EXERCISE AIM: Scan the records for "export". Report each line that includes it.

GIVEN INFORMATION:

PR #145, opened 2020-03-16
Parcel config

jonathandick:
We have a requested use case where a widget created in an external library requires the ability to mount a parcel from within that widget. In order to do so, the external library must have access to the mountParcel function from single-spa for the esm-patient-chart application. 

This PR introduces the ability to declare within a config that a widget requires the single-spa mount parcel function via a schema property called "usesSingleSpaContext" . For now, I'm only including the mountParcel function from SingleSpaContext  only because that is only what's required by the use case. Technically, SingleSpaContext also makes available single-spa itself.  

See documentation here about SingleSpaContext: https://single-spa.js.org/docs/ecosystem-react/

### DIFF
--- a/src/view-components/widget/widget.component.tsx
+++ b/src/view-components/widget/widget.component.tsx
@@ -8,7 +8,7 @@ export default function Widget(props) {
 
   React.useEffect(() => {
     loadWidgetFromConfig(props.widgetConfig);
-  }, [props.widgetConfig, loadWidgetFromConfig]);
+  }, [props.widgetConfig]);
 
   function loadWidgetFromConfig(widgetConfig: WidgetConfig) {
     let Component: FunctionComponent<ComponentProps>;
--- a/src/view-components/widget/widget.component.tsx
+++ b/src/view-components/widget/widget.component.tsx
@@ -1,6 +1,6 @@
 import React, { FunctionComponent, useContext } from "react";
 //@ts-ignore The present types for single-spa-react are not updated yet for 2.9 which has SingleSpaContext
-import s, { SingleSpaContext } from "single-spa-react";
+import { SingleSpaContext } from "single-spa-react";
 
 export default function Widget(props) {
   const [widget, setWidget] = React.useState(null);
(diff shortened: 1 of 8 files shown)


src/view-components/widget/widget.test.tsx
```diff
@@ -80,4 +89,21 @@ describe(`<Widget />`, () => {
...
+        widgetConfig={{
+          name: "test",
+          esModule: "@openmrs/esm-patient-chart-widgets",
+          usesSingleSpaContext: true
+        }}
+      />
+    );
+
+    const element = await waitForElement(() => queryByText("Test Widget"));
+    expect(element).not.toBeNull();
```
nkimaina: Is there a way to check that the context has indeed been injected? something like:
```
expect(element.prop. singleSpaContext.mountParcel).not.toBeNull();
```
This will ensure that the spa context will always be passed when people do modifications to the widget component.

src/view-components/widget/widget.component.tsx
```diff
@@ -1,45 +1,60 @@
 import React, { FunctionComponent, useContext } from "react";
-import { AppPropsContext } from "../../app-props-context";
+//@ts-ignore The present types for single-spa-react are not updated yet for 2.9 which has SingleSpaContext
+import s, { SingleSpaContext } from "single-spa-react";
```
fatmali: what's `s`?

src/view-components/widget/widget.test.tsx
jonathandick: I can't figure out how to get props use react testing library. The way we could test this would be to see that if the element returned had the prop "singleSpaContext" with value of {mountParcel: function}. @fatmali do you know to test for props?

src/view-components/widget/widget.component.tsx
jonathandick: s is single-spa-react but we're not use it so I have removed it.

jonathandick:
I'm going to merge this for now. Will update tests once able to .

PR #146, opened 2020-03-16
Spanish translation

kant:


brandones:
Aren't we managing these translations through Transifex? @jonathandick ?

kant:
@brandones Some translations are done in Transifex...

brandones:
But not these ones? Why not?

PR #153, opened 2020-04-20
Mf 172

nkimaina:


nkimaina:
Added scrolling of nav bar header items if items don't fit on the screen. Selecting of an item, then refreshing the page scrolls to that item if it's not in view. Added pager buttons to help scrolling in non-touch devices. 
Screenshot 2020-04-20 at 12 39 28
Screenshot 2020-04-20 at 12 39 13
Screenshot 2020-04-20 at 12 38 57

nkimaina:
Hey @FlorianRappl What do you think of the above? It's to improve user experience on tablets, kind of how material design does it?

FlorianRappl:
I think it looks great. Only concern I have is the size of these buttons. They may need to be slightly larger to have a good / large enough hitbox.

src/chart-review/chart-review.component.tsx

SOLUTION FOR THIS EXERCISE:
@@ -8,7 +8,7 @@ export default function Widget(props) {
 export default function Widget(props) {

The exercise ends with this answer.